Weekly Policy Blog: August Prescription Drug Affordability Review Board (PDAB) Meeting
By: Colorado BioScience Association Date: 09/02/2022
On August 26, CBSA and our partners participated in the state Prescription Drug Affordability Review Board (PDAB) meeting, which was open to the public. The PDAB was created in 2021 when the state legislature passed Senate Bill 175. CBSA’s Policy + Advocacy team worked closely with our members and partners to advocate for changes to the bill to mitigate the understood harm having a PDAB in Colorado would have on our state’s life sciences ecosystem.
In accordance with Senate Bill 175, the PDAB holds regular meetings every six weeks, which began on November 12, 2021. In these first regular meetings, the board focuses on developing the rulemaking structure, which will enable them to set upper payment limits (UPLs) on up to 12 drugs.
The August PDAB meeting included a regulatory hearing on some of the rulemakings/regulations, including:
- Proposed Rule Part 1 – General Provisions
- Proposed Rule Part 5 – Reporting Requirements for Use of Savings
- Proposed Rule Part 3 – Affordability Review
The meeting also covered approval to file additional regulations, including upper payment limit for drugs deemed unaffordable by an affordability review.
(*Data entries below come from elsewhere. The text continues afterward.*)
PR #1743, opened 2015-11-03
Issue #1742: Fix array_flip error in find_legacy_dt_args() function when the dt() function was chained many times

### LINKED ISSUE #1742: Method find_legacy_dt_args() fails when I give the result of a dt() function to another dt() function
With Drupal 8, when I give a dt() function result to another dt() function as arg, like:

```
dt('test translate with @arg', ['@arg' => dt('An argument')])
```

I have this error:

```
array_flip(): Can only flip STRING and INTEGER values! output.inc:195   [warning]
array_flip(): Can only flip STRING and INTEGER values! output.inc:195   [warning]
```

The problem is:

```
function find_legacy_dt_args($args) {
  return array_flip(array_filter(array_flip($args), function ($v) { return $v[0] == '!'; } ));
}
```

You try to flip an array with a `\Drupal\Core\StringTranslation\TranslatableMarkup` as value
(It's impossible to an array_flip to call the __toString() method of this object)

I think it would be better to change your `find_legacy_dt_args($args)` like this to be sure the array_value is transformed to a string:

```
function find_legacy_dt_args($args) {
  $legecy_args = [];
  foreach ($args as $arg => $replacement) {
    if ($arg[0] == '!') {
      $legecy_args[$arg] = $replacement;
    }
  }
  return $legecy_args;
}
```

What do you think about that ?

vpeltot:
Fixes #1742 for master.

### DIFF
--- a/includes/output.inc
+++ b/includes/output.inc
@@ -185,7 +185,13 @@ function dt($string, $args = array()) {
  * will flip the array twice to filter on the key.
  */
 function find_legacy_dt_args($args) {
-  return array_flip(array_filter(array_flip($args), function ($v) { return $v[0] == '!'; } ));
+  $legacy_args = [];
+  foreach ($args as $arg => $replacement) {
+    if ($arg[0] == '!') {
+      $legacy_args[$arg] = $replacement;
+    }
+  }
+  return $legacy_args;
 }
 
 /**


greg-1-anderson:
Looks good to me. Thanks.

Issue #589, opened 2014-04-16
php-options in aliases ignored


techmunk:
I have an alias in aliases.drushrc.php that sets the 'php-options' setting.
This is ignored totally. Is this a mistake?

Removing the --php-options part from the final exec line in drush executable makes my php-options get respected again.

Am I missing something?

Steps to test:
1. Create a simple php file in `/tmp/test.php`

``` php
<?php
echo "I was run\n";
```
1. Setup a drush alias.

``` php
<?php
$aliases['test'] = array(
  'php-options' => '-d auto_prepend_file=/tmp/test.php'
);
```
1. Run `drush @test | head -n 1`
   - Expected output - `"I was run"`.
   - Actual output - `"Execute a drush command......."`
2. In main drush file, change line 129 from
   `exec "$php" $php_options "$SCRIPT_PATH" --php="$php" --php-options="$php_options" "$@"`
   to
   `exec "$php" $php_options "$SCRIPT_PATH" --php="$php" "$@"`
   (Removes the php-options settings).
3. run `drush @test | head -n 1` again.
4. Output - We see the first line is `"I was run"`

PR #1752, opened 2015-11-06
Vastly simplify install documentation

weitzman:
I removed a lot of cruft, including the whole configure.md file. The interesting bits from there are preserved as bullets in the global install section. 

- [x] I put the PS1 code into example.bashrc file. Also do a $bash_addition in core-init? @greg-1-anderson 
- [ ] Add some pointers/docs for legacy users of DRUSH_INI, DRUSH_PHP, etc. @weitzman
- [x] drush_build_drush_command() sets env variables like DRUSH_PHP and PHP_OPTIONS. drush.phar users dont use launcher so these are useless to them, right? We should set --php and --php-options, no? Thats what the branch above it does. @greg-1-anderson


greg-1-anderson:
This looks good.
There is no need to do a $bash_additions for the prompt if it's already in the example bashrc file, as we source the example bashrc file already.
I think --php and --php-options can still be potentially useful to a phar user.  Consider the user who has installed the Drush phar as the global Drush on their laptop, and have also installed the Drush phar as the global Drush on their remote server.  If this user than installs a composer-managed Drupal site, the execution path should be:

(1) laptop drush.phar -> (2) remote drush.phar -> (3) remote site-local drush launcher

If (1) applies --php or --php-options, those will be ignored when launching the phar at (2), but will still be passed along to (3), which will use them.  So, I think that drush_build_drush_command() should continue to work the way that it does.  More testing for this sort of code path would be helpful, though.

I was looking at the Drush redispatch code, for `drush @remote cmd`.  I wanted to refactor it a bit, so that it used backend invoke for all cases except interactive commands. Maybe this can happen later, when backend invoke is factored into its own library, and altered to use the Symfony process component.

greg-1-anderson:
I think that in the past, backend invoke did not send DRUSH_PHP or PHP_OPTIONS to remote sites, although it sort of looks like it does do that now. That might be a mistake, as local and remote paths / options might vary from the remote and local sites.

The change was made in adf70771e7f39ae1bde27e47b8ea6db3cb03e0d8 to fix  #617 and #589. The intent of those issues was to allow users to set php and php-options in a site alias, which is extremely useful. I am wondering if at some point we might need to differentiate between DRUSH_PHP and PHP_OPTIONS that are set locally, vs. those that are set via an alias. I didn't consider that at the time we were making the change.

It's been like that for more than a year; without complaint, so maybe it's okay. I never set DRUSH_PHP or PHP_OPTIONS myself, though.

weitzman:
I was thinking about $additions for PS1 just to make it more discoverable. But yeah, not that important.

    (1) laptop drush.phar -> (2) remote drush.phar -> (3) remote site-local drush launcher

I'd like to consider what we can do in the case where there is no 3), because we are going to get bug reports about these alias options not working.

1. I think could deprecate DRUSH_PHP and tell people to just use the right $PATH. In the case of a remote alias with 'php' specified, we could pass PATH=/path/to/php:$PATH (assuming that works).
1. In the case of a remote alias with php-options, I think our only hope is to explicitly specify a php executable so we can add the options like so: `php $php-options drush.phar`. Sound feasible? If so, we could actually solve 1. above with this approach.

weitzman:
I went ahead and merged this. We can keep discussing here.

greg-1-anderson:
In the case of a site-local Drush, this should never be a .phar for Drupal 8 or any Composer-managed Drupal site, because in those instances, Drush's dependencies would not be correctly shared with the Drupal site's dependencies, as is the intention for a site-local Drush.  I don't know if we should try to detect this situation (Drush is a phar, and it loads an autoload.php file that is part of a Drupal site == trouble).

For Drupal 7 and earlier, it is perfectly reasonable to have a site-local Drush that is a phar. One use-case here would be to use an older version of Drush with older versions of Drupal (e.g. if they have some Drush extensions that have not been updated to work with the latest versions of Drush). So, it seems reasonable that we should try to support a site-local .phar.  It is also equivalent to want to support a remote global Drush that is a .phar.

`PATH=/path/to/php:$PATH` won't work directly, because the local system won't know what the current value of `$PATH` is, so it won't be able to append it. It feels wrong to require the local system to have recorded the full $PATH of the remote system. If might be possible to modify the PATH on the remote system if we used `ssh user@remote bash -c "env PATH=/path/to/php:$PATH drush.phar ..."`, but that seems a little roundabout. Also, I am not sure whether there would be additional commandline escaping (e.g. once for ssh, and once for bash).

The question, though, is how do we know that the remote Drush is a phar?  You suggestion to run `php $php-options drush.phar --php-options=$php-options` works great if Drush is a .phar, or if Drush is a "finder" script (which is also php), but it would fail if Drush was an older version, where the `drush` script is the Bash 'launcher'.  Maybe we only support selection of PHP and the passing of remote PHP options to a remote .phar if the user has specified a %drush-script that end `drush.phar`, and the remote script is named equivalently.  That much could work.

weitzman:
How would one use a drush.phar as a site-local drush? My only vision for a site-local drush is one that is listed in composer.json. 

For the record, `ssh user@remote bash -c "env PATH=/path/to/php:$PATH drush.phar ...` looks OK to me.

    Maybe we only support selection of PHP and the passing of remote PHP options to a remote .phar if the user has specified a %drush-script that end drush.phar, and the remote script is named equivalently.

I would vote for an explicit #drush-script-is-phar key on the alias, or something like that. We are encouraging folks to rename drush.phar to drush so relying on name won't work.

PR #1753, opened 2015-11-06
Make 'drush cache-clear' not break when not bootstrapped high enough

rmuit:
If drush is not bootstrapped to DRUSH_BOOTSTRAP_DRUPAL_FULL, 'drush cc' on D8 throws a ContainerNotInitializedException.

Below fixes this. Unless you care about 'views_invalidate_cache' always running (for some cases of 'cc'?) -- then the fix is more involved.

### DIFF
--- a/commands/core/views.d8.drush.inc
+++ b/commands/core/views.d8.drush.inc
@@ -455,7 +455,8 @@ function _views_drush_view_is_disabled(View $view) {
  * Adds a cache clear option for views.
  */
 function views_drush_cache_clear(&$types) {
-  if (\Drupal::moduleHandler()->moduleExists('views')) {
+  if (drush_has_boostrapped(DRUSH_BOOTSTRAP_DRUPAL_FULL)
+      && \Drupal::moduleHandler()->moduleExists('views')) {
     $types['views'] = 'views_invalidate_cache';
   }
 }


weitzman:
Can you elaborate on a use case where this error occurs?

rmuit:
Right; should have been a bit clearer.
* cd into a D8 docroot where the site cannot be immediately derived from that docroot. (e.g. some kind of multisite install that does not have DB credentials defined in sites/default/settings.php)
* run 'drush cc drush'
* ContainerNotInitializedException.

weitzman:
In  that case we are supposed to throw an error in drush_cache_clear_pre_validate(). Would be great if someone could figure out why we aren't doing that.

rmuit:
Actually, the error is thrown before drush_cache_clear_pre_validate() is doing actual checks. It goes drush_cache_clear_pre_validate() -> drush_cache_clear_types() -> drush_command_invoke_all_ref('drush_cache_clear', $types) -> views_drush_cache_clear($types) -> BOOM.

Here's another example, which makes clearer why drush cc drush should actually be able to run without booting to database level, than my previous one: suppose you're an automated system and you're provisioning a new site. You
* copy D8 skeleton
* do whatever stuff
* copy your own fancy additions (like, say, acsf module)
* want to run 'drush cc drush' to have your own fancy site init command recognized
* so you can run 'drush cc your-fancy-site-init-command'. All before having a fully bootstrappable live site.

weitzman:
I pushed an equivalent fix. Thanks.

Prior to this board meeting, CBSA and BIO jointly submitted written comments. It is important to CBSA that the PDAB understands that CBSA has long been supportive of a more rational and transparent system of rebates – and specifically ensuring that patient cost sharing is based on the net cost of the drug to the payor. However,
- We are concerned that the increasingly complex and opaque rebate dynamics, paired with the market power PBMs now yield, have created an environment in which patients are harmed and competition is stifled. Simply put, patients who take medicines are not benefiting from the significant discounts manufacturers provide to PBMs and the savings from manufacturer assistance programs are not always being passed along to the patient at the pharmacy counter.
- We encourage the board to be clear that it must first identify drugs eligible for an affordability review by assessing drugs in accordance with the statutory criteria.
- Then, the board must select drugs from the list of those that are eligible. We encourage the board to be consistent with the legislative findings related to out-of-pocket costs for Coloradans focus on data that analyzes out-of-pocket dynamics for different patient segments.
- The board’s selection should then seek to understand where patients are potentially not benefiting from the rebate dynamics described above. Therefore, we continue to advocate for lowering patients’ out-of-pocket (OOP) costs.
Comments taken at the meeting were summarized and discussed, and a redlined version of the proposed changes will be released on September 9. At that time, the public will have additional comment opportunities through the end of September in advance of the “second reading” and potential final approval, which will take place at the board’s October 7th meeting.